Antes de la segunda guerra mundial, uno podía pasear en parques y calles con casi ningún riesgo – al menos no con mayor riesgo que el de manejar por una autopista. Una joven mujer no necesitaba ser acompañada. Uno podía pedir ayuda en la calle con seguridad. Encontrarse con otro cazador armado era ocasión para la camaradería en vez de un alerta roja. Esto ya no es verdad. Hoy, y en un futuro previsible, el problema del riesgo personal es mucho mas serio que hace tiempo.

Nuestra policía hace lo que puede, pero no puede protegernos en todo lugar ni todo el tiempo. Demasiado a menudo ni siquiera pueden protegerse ellos mismos. Su propia seguridad física depende de usted mismo, como siempre fue realmente. Los principios aquí enunciados son el resultado de un gran trabajo de estudio y consulta, además de una buena cantidad de experiencia propia.

Tómelo seriamente, ellos podrían salvar su vida. Existe siempre un elemento de suerte en cualquier clase de conflicto, y yo no conozco ninguna manera de garantizar el éxito en todas las instancias. Sin embargo, lo que si se, es que si la docena o mas de las victimas de las atrocidades que se hicieron conocidas en todo el país en años recientes hubieran leído este libro, y hubieran hecho caso a lo que leían, podrían haber sobrevivido a esos ataques. Y además, un pequeño pero selecto grupo de escorias podrían no estar vivos hoy, rebotando de corte en corte, costándonos dinero que podría ser mucho mejor empleado. General George Patton decía a sus oficiales: “No se preocupen por sus flancos. Dejen que el enemigo se preocupe por sus flancos”. Es tiempo que la sociedad deje de preocuparse por el delincuente y deje que el delincuente empiece a preocuparse de la sociedad. Y por “sociedad” quiero decir Usted.

Jeff Cooper

El ex-coronel marine Jeff Cooper revolucionó y modernizó las técnicas de tiro instintivo (Point Shooting) en la década del 70, y retirado de la vida militar se dedicó a enseñar seguridad y defensa personal a civiles, con muy destacado éxito.


----------



## MiNombreEsLegión (9 Jun 2014)

Una cosa que suele olvidarse: si alguien quiere de verdad hacernos daño/matarnos, lo va a hacer. Nuestra única opción es que no tenga verdadera voluntad de ello, entonces podemos empezar a pensar en defendernos.


----------



## Asurbanipal (9 Jun 2014)

* Los Principios de la Defensa Personal por Jeff Cooper*

Algunas personas atacan a otras. Nos guste o no, es un hecho. Siempre fue así y no cambiará.

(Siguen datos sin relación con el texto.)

PR #3380, opened 2021-05-03
Fix CUDA builds on Windows.

### LINKED ISSUE #3231: Open3D Master VS2019 with CUDA 10.2 build issue
I'm using VS2019 on Windows 10 with CUDA 10.2.

Thank you!

image
image

### LINKED ISSUE #3331: Build fails on VS 2019 with CUDA enabled
**Describe the bug**
Build fails on VS 2019 with CUDA enabled 

This error can easily fixed by using roundf:
Error		calling a __host__ function("__roundf") from a __host__ __device__ function("open3d::t::pipelines::kernel::odometry::GetJacobianPointToPlane") is not allowed	tpipelines	H:\Source\C++\open3d\Open3D\cpp\open3d\t\pipelines\kernel\RGBDOdometryJacobianImpl.h	67	

However, how to fix these ?

Error		__declspec attributes ignored	tgeometry	H:\Source\C++\open3d\Open3D\cpp\open3d\core\hashmap\Dispatch.h	94	

- Open3D version: Current 
- Compiler version VS 2019

Dudulle:
There are a few different issues when building with CUDA.

The first issue is due to Visual Studio 16.9's math functions (see https://github.com/intel-isl/Open3D/issues/3231#issuecomment-811005721)
Those functions were replaced with their float overloads.

The `Block` class in `Dispatch.h` returns a reference to a member variable. This does not seem to be allowed with CUDA on Windows and the `__host__` and `__device__` keywords are ignored because of this.
This was fixed by replacing the `(size_t)` operator with `Get/Set` methods.

There was also a mismatch with the CRT used in stdgpu and dependencies of librealsense.
This caused issues when building with `STATIC_WINDOWS_RUNTIME=ON`.
For librealsense I have added a partial patch from https://github.com/IntelRealSense/librealsense/pull/8582 to fix the compilation as the other fixes conflict with the other patches already present and only fix warnings. 

Using `STATIC_WINDOWS_RUNTIME=ON` is not allowed anymore when using `BUILD_SHARED_LIBS=ON`.
This is because there doesn't seem to be any real use case possible without causing memory leaks or triggering asserts in debug mode.
See https://github.com/intel-isl/Open3D/pull/3151#pullrequestreview-618301875 for more details.

The Windows CI now contains configurations for CUDA so Windows-specific errors will be easier to catch before being introduced.

Fixes #3231
Fixes #3331

---
This change is [Reviewable](https://reviewable.io/reviews/intel-isl/open3d/3380)


stotko (changes requested):
> Reviewed 11 of 11 files at r1.
> *[Reviewable](https://reviewable.io/reviews/intel-isl/open3d/3380)* status: all files reviewed, 5 unresolved discussions (waiting on @Dudulle)

___
*[3rdparty/librealsense/fix-cudacrt.patch, line 25 at r1](https://reviewable.io/reviews/intel-isl/open3d/3380#-MZqRJgjDH9f6TBsXT62:-MZqRJgjDH9f6TBsXT63:b-bjutqm) ([raw file](https://github.com/intel-isl/open3d/blob/41e5a54d299625f72cc82b67e2b3927ecf8f34b8/3rdparty/librealsense/fix-cudacrt.patch#L25)):*
> ```Diff
> +        if(${flag_var} MATCHES "-MD")
> +            string(REGEX REPLACE "-MD" "-MT" ${flag_var} "${${flag_var}}")
> +        endif(${flag_var} MATCHES "-MD")
> ```

nit: Repetition of argument in `endif` has no effect (only for backward compatibility with very old CMake versions). Removing it makes the condition a bit cleaner and easier to read.
___
*[3rdparty/librealsense/fix-cudacrt.patch, line 27 at r1](https://reviewable.io/reviews/intel-isl/open3d/3380#-MZqRuP645CMNvQMSzfT:-MZqRuP645CMNvQMSzfU:buo9nmt) ([raw file](https://github.com/intel-isl/open3d/blob/41e5a54d299625f72cc82b67e2b3927ecf8f34b8/3rdparty/librealsense/fix-cudacrt.patch#L27)):*
> ```Diff
> +        endif(${flag_var} MATCHES "-MD")
> +    endforeach(flag_var)
> +endif(WIN32 AND BUILD_WITH_STATIC_CRT)
> ```

Same here
___
*[cpp/benchmarks/CMakeLists.txt, line 1 at r1](https://reviewable.io/reviews/intel-isl/open3d/3380#-MZqSE6y02kFMPTn9iYb:-MZqSE6y02kFMPTn9iYc:bqg4udn) ([raw file](https://github.com/intel-isl/open3d/blob/41e5a54d299625f72cc82b67e2b3927ecf8f34b8/cpp/benchmarks/CMakeLists.txt#L1)):*
> ```CMake
> cmake_minimum_required(VERSION 3.0...3.18)
> ```

This can be completely removed as the top-level `CMakeLists.txt` already sets the policy level as well as the minimum version to `3.18`.
___
*[cpp/open3d/core/hashmap/Dispatch.h, line 94 at r1](https://reviewable.io/reviews/intel-isl/open3d/3380#-MZqSepR20aYBnc1uzws:-MZqSepS7msB99nvm3JU:b1x7l9h) ([raw file](https://github.com/intel-isl/open3d/blob/41e5a54d299625f72cc82b67e2b3927ecf8f34b8/cpp/open3d/core/hashmap/Dispatch.h#L94)):*
> ```objc
>     }
> 
>     T OPEN3D_HOST_DEVICE Get(size_t i) const { return data_[i]; }
> ```

Can you explain what exact error you are facing here? Is this a limitation/bug in Windows + CUDA?
___
*[cpp/tests/CMakeLists.txt, line 1 at r1](https://reviewable.io/reviews/intel-isl/open3d/3380#-MZqS_PX-HD-Uw59VA_C:-MZqS_PX-HD-Uw59VA_D:buo9nmt) ([raw file](https://github.com/intel-isl/open3d/blob/41e5a54d299625f72cc82b67e2b3927ecf8f34b8/cpp/tests/CMakeLists.txt#L1)):*
> ```CMake
> cmake_minimum_required(VERSION 3.0...3.18)
> ```

Same here

stotko:
Thanks for contributing the Windows + CUDA fixes. All the changes including the updates to CI are highly appreciated. I just have a few minor comments that should be pretty easy to address.

Dudulle (commented):
> *[Reviewable](https://reviewable.io/reviews/intel-isl/open3d/3380)* status: all files reviewed, 4 unresolved discussions (waiting on @stotko)

___
*[3rdparty/librealsense/fix-cudacrt.patch, line 27 at r1](https://reviewable.io/reviews/intel-isl/open3d/3380#-MZqRuP645CMNvQMSzfT:-MZsDxfnAblKm9O4wDpL:b-896fix) ([raw file](https://github.com/intel-isl/open3d/blob/41e5a54d299625f72cc82b67e2b3927ecf8f34b8/3rdparty/librealsense/fix-cudacrt.patch#L27)):*

Same here
</blockquote></details>

Done.
___
*[cpp/benchmarks/CMakeLists.txt, line 1 at r1](https://reviewable.io/reviews/intel-isl/open3d/3380#-MZqSE6y02kFMPTn9iYb:-MZrjoPb40rJiXwfz-V5:b-896fix) ([raw file](https://github.com/intel-isl/open3d/blob/41e5a54d299625f72cc82b67e2b3927ecf8f34b8/cpp/benchmarks/CMakeLists.txt#L1)):*

This can be completely removed as the top-level `CMakeLists.txt` already sets the policy level as well as the minimum version to `3.18`.
</blockquote></details>

Done.
___
*[cpp/open3d/core/hashmap/Dispatch.h, line 94 at r1](https://reviewable.io/reviews/intel-isl/open3d/3380#-MZqSepR20aYBnc1uzws:-MZrjs99C72DDcuDU-H2:b-ctre39) ([raw file](https://github.com/intel-isl/open3d/blob/41e5a54d299625f72cc82b67e2b3927ecf8f34b8/cpp/open3d/core/hashmap/Dispatch.h#L94)):*

Can you explain what exact error you are facing here? Is this a limitation/bug in Windows + CUDA?
</blockquote></details>

Yes this is specific to Windows.
Returning a reference/pointer here causes the compiler to ignore the '\_\_host__ \_\_device__' keywords so the method ends up being host only.
This causes the error specified in #3331
___
*[cpp/tests/CMakeLists.txt, line 1 at r1](https://reviewable.io/reviews/intel-isl/open3d/3380#-MZqS_PX-HD-Uw59VA_C:-MZrjqNN2rch4R67DsMw:b-896fix) ([raw file](https://github.com/intel-isl/open3d/blob/41e5a54d299625f72cc82b67e2b3927ecf8f34b8/cpp/tests/CMakeLists.txt#L1)):*

Same here
</blockquote></details>

Done.

stotko (approved):
> Reviewed 7 of 8 files at r3.
> *[Reviewable](https://reviewable.io/reviews/intel-isl/open3d/3380)* status: 10 of 11 files reviewed, 2 unresolved discussions (waiting on @Dudulle and @stotko)

___
*[3rdparty/librealsense/fix-cudacrt.patch, line 37 at r3](https://reviewable.io/reviews/intel-isl/open3d/3380#-MZsMyvo0gCrLu1eajB-:-MZsMyvo0gCrLu1eajB0:bj5qxcl) ([raw file](https://github.com/intel-isl/open3d/blob/2b98ba5b2b422a1c5d1c0209426d98048e832d18/3rdparty/librealsense/fix-cudacrt.patch#L37)):*
> ```Diff
>              if(${flag_var} MATCHES "/MD")
>                  string(REGEX REPLACE "/MD" "/MT" ${flag_var} "${${flag_var}}")
> -            endif(${flag_var} MATCHES "/MD")
> ```

After looking at this again, these changes are just noise. So ideally, `CMake/lrs_macros.cmake` should not be touched by this patch.

Dudulle (commented):
> *[Reviewable](https://reviewable.io/reviews/intel-isl/open3d/3380)* status: 10 of 11 files reviewed, 2 unresolved discussions (waiting on @ssheorey, @stotko, and @yxlao)

___
*[3rdparty/librealsense/fix-cudacrt.patch, line 37 at r3](https://reviewable.io/reviews/intel-isl/open3d/3380#-MZsMyvo0gCrLu1eajB-:-MZsWQx7-jFWO6Ig5Bnt:b-896fix) ([raw file](https://github.com/intel-isl/open3d/blob/2b98ba5b2b422a1c5d1c0209426d98048e832d18/3rdparty/librealsense/fix-cudacrt.patch#L37)):*

After looking at this again, these changes are just noise. So ideally, `CMake/lrs_macros.cmake` should not be touched by this patch.
</blockquote></details>

Done.

ssheorey (changes requested):
Thanks @dudulle for keeping Windows CUDA up to date, and especially for adding the CUDA build to the CI!

> *[Reviewable](https://reviewable.io/reviews/intel-isl/open3d/3380#-:-MZtAMw_94KzGQ3HUqbl:b-aziaq0)* status: 10 of 11 files reviewed, 5 unresolved discussions (waiting on @Dudulle, @stotko, and @yxlao)

___
*[.github/workflows/windows.yml, line 56 at r4](https://reviewable.io/reviews/intel-isl/open3d/3380#-MZt2XXqD1w-gCVqbFJd:-MZt2XXr4MHgtQ3wLyDX:bo7oox0) ([raw file](https://github.com/intel-isl/open3d/blob/dd397f3d4f969326769b374d3c2312cc7a916919/.github/workflows/windows.yml#L56)):*
> ```YAML
>         run: |
>           # Download and install CUDA 11.0
>           Invoke-WebRequest http://developer.download.nvidia.com/compute/cuda/11.0.3/network_installers/cuda_11.0.3_win10_network.exe -OutFile cuda.exe
> ```

Save CUDA_VER: "11.0" / CUDA_VER_FULL: "11.0.3", as an environment variable at the top to allow easy maintenance.
___
*[.github/workflows/windows.yml, line 127 at r4](https://reviewable.io/reviews/intel-isl/open3d/3380#-MZt4_lwC7dMK5CjiNSQ:-MZt4_lwC7dMK5CjiNSR:bjo3u94) ([raw file](https://github.com/intel-isl/open3d/blob/dd397f3d4f969326769b374d3c2312cc7a916919/.github/workflows/windows.yml#L127)):*
> ```
>  && matrix.BUILD_CUDA == 'OFF'
> ```
Let's skip this. The python package should load and work correctly when built with CUDA on a machine without a CUDA GPU.
___
*[cpp/CMakeLists.txt, line 46 at r4](https://reviewable.io/reviews/intel-isl/open3d/3380#-MZt8b5y-RKI-HEFhhpX:-MZt8b5y-RKI-HEFhhpY:bgmthgo) ([raw file](https://github.com/intel-isl/open3d/blob/dd397f3d4f969326769b374d3c2312cc7a916919/cpp/CMakeLists.txt#L46)):*
> ```
> list(APPEND CUDA_DISABLE_MSVC_WARNINGS /wd4700) # uninitialized local variable used (thrust)
> ```
This warning usually means a bug. We shouldn't disable if for all of Open3D. Can you use `#pragma warning pop/push` to disable it locally for thrust?

yxlao (approved):
> Reviewed 3 of 11 files at r1, 5 of 8 files at r3, 1 of 1 files at r4.
> *[Reviewable](https://reviewable.io/reviews/intel-isl/open3d/3380)* status: all files reviewed, 5 unresolved discussions (waiting on @Dudulle and @stotko)

Dudulle (commented):
> *[Reviewable](https://reviewable.io/reviews/intel-isl/open3d/3380)* status: 7 of 11 files reviewed, 5 unresolved discussions (waiting on @ssheorey, @stotko, and @yxlao)

___
*[.github/workflows/windows.yml, line 56 at r4](https://reviewable.io/reviews/intel-isl/open3d/3380#-MZt2XXqD1w-gCVqbFJd:-MZto0tZ3UfO1CkzmTca:b-896fix) ([raw file](https://github.com/intel-isl/open3d/blob/dd397f3d4f969326769b374d3c2312cc7a916919/.github/workflows/windows.yml#L56)):*

Save CUDA_VER: "11.0" / CUDA_VER_FULL: "11.0.3", as an environment variable at the top to allow easy maintenance.
</blockquote></details>

Done.
___
*[.github/workflows/windows.yml, line 127 at r4](https://reviewable.io/reviews/intel-isl/open3d/3380#-MZt4_lwC7dMK5CjiNSQ:-MZtDlpE13b6O6dtU5oM:bx44a47) ([raw file](https://github.com/intel-isl/open3d/blob/dd397f3d4f969326769b374d3c2312cc7a916919/.github/workflows/windows.yml#L127)):*

> ```
>  && matrix.BUILD_CUDA == 'OFF'
> ```
Let's skip this. The python package should load and work correctly when built with CUDA on a machine without a CUDA GPU.
</blockquote></details>

The python package is actually still not fixed.
I've tried with your previous patch from https://github.com/intel-isl/Open3D/pull/3036#issuecomment-791814077 and it does seem to work but this step still fails because it tries to load the cpu module if there is no CUDA device (see https://github.com/Dudulle/Open3D/runs/2505828836?check_suite_focus=true)

Besides that the patch seems to be working, should I include it in this PR?
___
*[cpp/CMakeLists.txt, line 46 at r4](https://reviewable.io/reviews/intel-isl/open3d/3380#-MZt8b5y-RKI-HEFhhpX:-MZtD-gBBe5cYM9eN665:bz6k9ym) ([raw file](https://github.com/intel-isl/open3d/blob/dd397f3d4f969326769b374d3c2312cc7a916919/cpp/CMakeLists.txt#L46)):*

> ```
> list(APPEND CUDA_DISABLE_MSVC_WARNINGS /wd4700) # uninitialized local variable used (thrust)
> ```
This warning usually means a bug. We shouldn't disable if for all of Open3D. Can you use `#pragma warning pop/push` to disable it locally for thrust?
</blockquote></details>

This warning comes from headers in the CUDA toolkit so it would not be convenient to do this.
The suppression of this warning is limited to CUDA 11.0 and lower, and only for code compiled with nvcc so bugs can still be catched easily.

Dudulle:
The `<cmath>` header in Visual Studio has been properly fixed a few days ago (https://github.com/microsoft/STL/pull/1886)
I believe it would be best to wait for the update and remove f66b90e4c3c8f07aabcd71f9b97047a1be8d7a5b from this PR as it is no longer needed.

I've also added an extra commit to remove a few unused function parameters causing issues with CUDA 11.3

stotko:
Thanks for further testing this PR and keeping it up-to-date. It's also good to hear that Microsoft fixed the issues in `<cmath>` upstream in their STL implementation.

I think we should keep your fixes to maintain compatibility with users that have not updated their Visual Studio version. Perhaps adding a comment with a reference to the fix (and the expected version that will contain it) would be helpful to indicate that this can cleaned up somewhere in the future.

Dudulle:
@stotko Yes, I was expecting something like this to be included in the next revision or at worse 16.10 but I just saw [here](https://github.com/microsoft/STL/wiki/Changelog#expected-in-vs-2022-170-preview-2) that it might not be fixed until the next major release.

Where would you recommend to include the reference?
Those methods are currently in multiple places in two different files, and we can probably expect more in future.

ssheorey (changes requested):
> *[Reviewable](https://reviewable.io/reviews/intel-isl/open3d/3380)* status: 7 of 12 files reviewed, 3 unresolved discussions (waiting on @Dudulle, @stotko, and @yxlao)

___
*[.github/workflows/windows.yml, line 127 at r4](https://reviewable.io/reviews/intel-isl/open3d/3380#-MZt4_lwC7dMK5CjiNSQ:-M_1pwrH4z8D8ZDzKYkQ:b3i21jl) ([raw file](https://github.com/intel-isl/open3d/blob/dd397f3d4f969326769b374d3c2312cc7a916919/.github/workflows/windows.yml#L127)):*
<details><summary><i>Previously, Dudulle (Cyril Kaiser) wrote…</i></summary><blockquote>

The python package is actually still not fixed.
I've tried with your previous patch from https://github.com/intel-isl/Open3D/pull/3036#issuecomment-791814077 and it does seem to work but this step still fails because it tries to load the cpu module if there is no CUDA device (see https://github.com/Dudulle/Open3D/runs/2505828836?check_suite_focus=true)

Besides that the patch seems to be working, should I include it in this PR?
</blockquote></details>

You are correct that it will not work on a non-CUDA machine. We have two separate code paths for CPU and CUDA support and these are built in 2 separate DLLs. So if we build with CUDA, only the CUDA DLL gets built which doesn't work on a non-CUDA machine. Let's not test the CUDA wheel for now.

Please go ahead and include the patch. I was able to run the Python unit tests with the patch on a CUDA machine. The Python wheel will not work on a CUDA machine without that patch. I can approve the PR after that.
___
*[cpp/CMakeLists.txt, line 46 at r4](https://reviewable.io/reviews/intel-isl/open3d/3380#-MZt8b5y-RKI-HEFhhpX:-M_1seZY7oJgPLQliMyY:b-jiciyl) ([raw file](https://github.com/intel-isl/open3d/blob/dd397f3d4f969326769b374d3c2312cc7a916919/cpp/CMakeLists.txt#L46)):*
<details><summary><i>Previously, Dudulle (Cyril Kaiser) wrote…</i></summary><blockquote>

This warning comes from headers in the CUDA toolkit so it would not be convenient to do this.
The suppression of this warning is limited to CUDA 11.0 and lower, and only for code compiled with nvcc so bugs can still be catched easily.
</blockquote></details>

OK, let's keep this.

Dudulle (commented):
> *[Reviewable](https://reviewable.io/reviews/intel-isl/open3d/3380)* status: 4 of 17 files reviewed, 3 unresolved discussions (waiting on @ssheorey, @stotko, and @yxlao)

___
*[cpp/CMakeLists.txt, line 46 at r4](https://reviewable.io/reviews/intel-isl/open3d/3380#-MZt8b5y-RKI-HEFhhpX:-M_HkzO_7dhqWf_34jET:bwrjm3p) ([raw file](https://github.com/intel-isl/open3d/blob/dd397f3d4f969326769b374d3c2312cc7a916919/cpp/CMakeLists.txt#L46)):*

OK, let's keep this.
</blockquote></details>

This is actually still required with CUDA 11.1
I've made changes it to include it, and to only disable the warning in debug mode as it doesn't appear in other configurations.

Dudulle:
Added one last fix for `zeromq` in `RelWithDebInfo` and `MinSizeRel` builds (CRT mismatch)

I've ran a [more extensive CI](https://github.com/Dudulle/Open3D/actions/runs/826711450) with all minor versions of CUDA from 10.1 to 11.2. All of them build without error now.
There's just one error that appears randomly with CUDA 10.2 in the CI, but I couldn't reproduce it locally.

El *número de psicópatas *en una población dada, varía ampliamente, pero para simplificar podemos tomar que sea uno cada cien, y no erraremos por mucho. Aproximadamente una persona de cada cien iniciara, bajo ciertas circunstancias, un ataque violento sobre otra, quebrantando la ley, por razones que serán suficientes para él en ese momento.

Tome a la población masculina activa de su ciudad, divídala por cien y tendrá un número bastante cercano al número posible de contactos que podría llegar a tener con gente dispuesta a romperle la cabeza. No es pertinente discutir la matemática de este cálculo. Quizás sea erróneo para su lugar en este momento. Pero cualquiera que este atento al ambiente que lo circunda sabe que el peligro de un ataque existe, y que existe en cualquier tiempo y lugar. La policía, por cierto, puede protegerlo del solo ocasionalmente.

El autor asume que* el derecho a la legítima defensa existe.* Algunas personas no. Este libro no es para ellas. Es para aquellos que sienten que cualquiera que elija atacar físicamente a otro ser humano, lo hará bajo su propio riesgo. En algunas jurisdicciones se sostiene que la victima de un ataque debe, ante todo, tratar de escapar. Este es un bonito consejo legalista, pero muy a menudo, tácticamente es un consejo sin sentido. Para el momento que uno a intentado todos los medios para evadir el ataque, puede ser muy tarde para salvar su vida.

Las leyes varían, y no pueden ser memorizadas enciclopédicamente; en cualquier caso, no estamos aquí para discutir jurisprudencia, sino supervivencia. Si uno esta vivo después de un ataque, asumiremos que él esta mucho mejor que si no, aun si después tuviera que enfrentar acciones legales.´

El delito violento solo es posible si sus victimas son cobardes. La victima que resiste hace a todo el “negocio” poco practico. Es verdad que una victima que se resiste puede sufrir por eso, pero una que no resiste, casi con certeza que sufrirá por eso, Y sufrimiento o no, el que resiste conserva su dignidad y autoestima. Cualquier estudio de las atrocidades que sucedieron en años recientes: Starkweather, Speck, Manson, Richard Hickcok y Carl Smith, entre otros, muestra de inmediato que las victimas debido a su terrible ineptitud y cobardía virtualmente ayudaron en sus propios asesinatos. (“No los hagas enojar, Martha, así no nos lastimaran”) Un hombre que se aprecie de tal no puede someterse a amenazas. Pero muchos hombres que no son cobardes, simplemente no están preparados para actos de salvajismo. Ellos no han pensado en eso (por increíble que parezca esto a quien lee el diario o escucha las noticias) y simplemente no saben que hacer.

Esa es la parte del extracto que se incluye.